▶ **PROBLEM**:
Begin at the line containing "- Also renaming" in the entries below and end at the line containing "Resolves #189."; transcribe that range exactly and nothing outside it.

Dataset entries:
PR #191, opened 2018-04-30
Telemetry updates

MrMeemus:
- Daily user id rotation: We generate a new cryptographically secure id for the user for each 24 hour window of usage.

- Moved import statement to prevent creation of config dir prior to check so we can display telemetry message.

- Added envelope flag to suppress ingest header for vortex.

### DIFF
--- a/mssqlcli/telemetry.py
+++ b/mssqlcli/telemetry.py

==

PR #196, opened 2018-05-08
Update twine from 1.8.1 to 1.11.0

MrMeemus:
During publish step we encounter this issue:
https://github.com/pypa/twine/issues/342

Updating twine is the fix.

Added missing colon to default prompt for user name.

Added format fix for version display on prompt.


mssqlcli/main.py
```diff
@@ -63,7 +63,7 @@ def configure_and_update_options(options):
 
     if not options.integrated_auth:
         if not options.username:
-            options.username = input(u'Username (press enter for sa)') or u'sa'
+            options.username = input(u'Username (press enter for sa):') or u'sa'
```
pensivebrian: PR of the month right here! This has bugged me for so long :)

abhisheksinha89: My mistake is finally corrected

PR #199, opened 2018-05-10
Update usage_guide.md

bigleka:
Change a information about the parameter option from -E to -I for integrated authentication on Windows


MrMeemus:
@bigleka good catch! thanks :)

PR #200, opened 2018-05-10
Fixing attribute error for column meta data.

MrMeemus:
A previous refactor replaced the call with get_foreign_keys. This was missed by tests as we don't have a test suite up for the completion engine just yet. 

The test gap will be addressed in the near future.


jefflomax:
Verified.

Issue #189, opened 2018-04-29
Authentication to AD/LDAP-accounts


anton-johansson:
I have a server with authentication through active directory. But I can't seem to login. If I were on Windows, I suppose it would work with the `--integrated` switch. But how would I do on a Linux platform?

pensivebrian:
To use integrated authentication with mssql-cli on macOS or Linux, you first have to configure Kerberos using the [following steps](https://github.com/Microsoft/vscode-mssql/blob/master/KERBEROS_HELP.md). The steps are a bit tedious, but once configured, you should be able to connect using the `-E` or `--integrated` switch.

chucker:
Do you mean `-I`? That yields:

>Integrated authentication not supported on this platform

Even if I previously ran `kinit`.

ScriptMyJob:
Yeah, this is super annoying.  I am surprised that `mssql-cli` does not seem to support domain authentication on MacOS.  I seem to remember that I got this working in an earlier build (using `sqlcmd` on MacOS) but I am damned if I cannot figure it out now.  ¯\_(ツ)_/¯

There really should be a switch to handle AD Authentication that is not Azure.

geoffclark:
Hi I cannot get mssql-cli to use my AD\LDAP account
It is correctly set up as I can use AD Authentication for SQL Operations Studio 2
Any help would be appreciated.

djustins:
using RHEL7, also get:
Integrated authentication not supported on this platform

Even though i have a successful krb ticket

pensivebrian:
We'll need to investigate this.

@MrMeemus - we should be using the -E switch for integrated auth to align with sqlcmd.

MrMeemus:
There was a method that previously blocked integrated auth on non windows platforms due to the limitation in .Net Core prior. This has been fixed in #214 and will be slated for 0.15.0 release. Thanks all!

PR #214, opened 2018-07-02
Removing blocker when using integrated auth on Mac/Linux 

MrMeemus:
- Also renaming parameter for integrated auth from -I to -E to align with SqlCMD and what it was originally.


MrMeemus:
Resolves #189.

▶ **TASK RESULT**:
- Also renaming parameter for integrated auth from -I to -E to align with SqlCMD and what it was originally.


MrMeemus:
Resolves #189.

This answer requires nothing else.